Its been nasty windy where I am for too many days to count. More than a week anyway. I still let my girls out to play. They'd rather roam around for awhile than be "cooped" up. Sometimes they'll just congregate under a shrub if it gets too windy or rainy for their liking or they head back to their house.


----------



## hollyosborn (Jul 8, 2012)

its super windy here in Central Oregon.. mine are out in it having a blast chasing leaves.. the month old babies are running around like little chicks with heads cut off... LOL.. sometimes it pushes them and they have to fly.. lol.. makes me laugh!.. they are hilarious!


----------



## rob (Jun 20, 2012)

mine love the wind. its the rain they dont like


----------



## Mamachickof14 (Aug 28, 2012)

Thanks alll...I feel so much better!
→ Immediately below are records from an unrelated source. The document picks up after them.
PR #1937, opened 2026-07-04
dust: Add at 1.2.4

### LINKED ISSUE #1913: [Package Request]: dust
### Existing package request?

### Homepage of package

https://github.com/bootandy/dust

du + rust = dust. Like du but more intuitive.

### Licence of package?

[Apache-2.0 license](https://github.com/bootandy/dust?tab=Apache-2.0-1-ov-file#)

https://github.com/bootandy/dust/archive/refs/tags/v1.2.4.tar.gz

K1ngfish3r:
**Summary**

Fixes https://github.com/AerynOS/recipes/issues/1913

From README
>du + rust = dust. Like du but more intuitive.
Because I want an easy way to see where my disk is being used.
Example
> * We see `target` has 1.8G
> * `target/debug` is the same size as `target` - so we know nearly all the disk usage of the 1.8G is in this folder
> * `target/debug/deps` this is 1.2G - Note the bar jumps down to 70% to indicate that most disk usage is here but not all.
> * `target/debug/deps/dust-e78c9f87a17f24f3` - This is the largest file in this folder, but it is only 46M - Note the bar jumps down to 3% to indicate the file is small.
> 
> From here we can conclude:
>  * `target/debug/deps` takes the majority of the space in `target` and that `target/debug/deps` has a large number of relatively small files.

**Test Plan**

Requesting @Jaredy899 for test. am not familiar with package

**Checklist**


Jaredy899:
Rest of the package works fine. Thanks.

Jaredy899:
Actually there are man pages that need to be added.

K1ngfish3r:
updated with manpage

Jaredy899:
Will you also fix the Summary so it says what `dust` does.
and make so it says Resolves or fixes #1913

K1ngfish3r:
updated

Jaredy899:
Can you use the macro for the elvish completion?

K1ngfish3r:
i believe we dont have an elvish terminal (???)
fixed the macro tho

Jaredy899:
Thank you! Since elivish can be added manually and we have the macro, might as well use it.

ermo (approved):
LGTM, thanks!

PR #1940, opened 2026-07-05
justfile: Replace deprecated env_var_or_default with env

sugar700:
According to https://just.systems/man/en/functions.html#environment-variables, `env_var_or_default` function is deprecated.

**Summary**

Uses `env`, which isn't deprecated.

This was pointed by my text editor, so I figured, may as well do this change to make it not point this.

**Test Plan**

Tried to use `just` after this change.

**Checklist**


ermo (approved):
Nice catch!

Jen


----------



## hollyosborn (Jul 8, 2012)

the last couple days it rained here... i think mine were doing the rain dance... plus we havent had rain all summer so the new ones were like DUDE>>> WHATS THAT.. get it.. get it, no you get it.. no YOU... RUNN! hahah


----------



## Roslyn (Jun 21, 2012)

Yea, mine don't want to be in the coop, even in the high winds, they huddle in wind breaks around the house and have now started going under my front porch. I have to fence that off. If something happens to one I would have no way to get to them. GGgrrrr.


----------



## kiwicsi (Sep 24, 2012)

Until a couple of weeks ago, my girls had never encountered the outdoors before, so I don't think they are too fazed about a windy day. I let them out briefly yesterday and they didn't seem to notice.


----------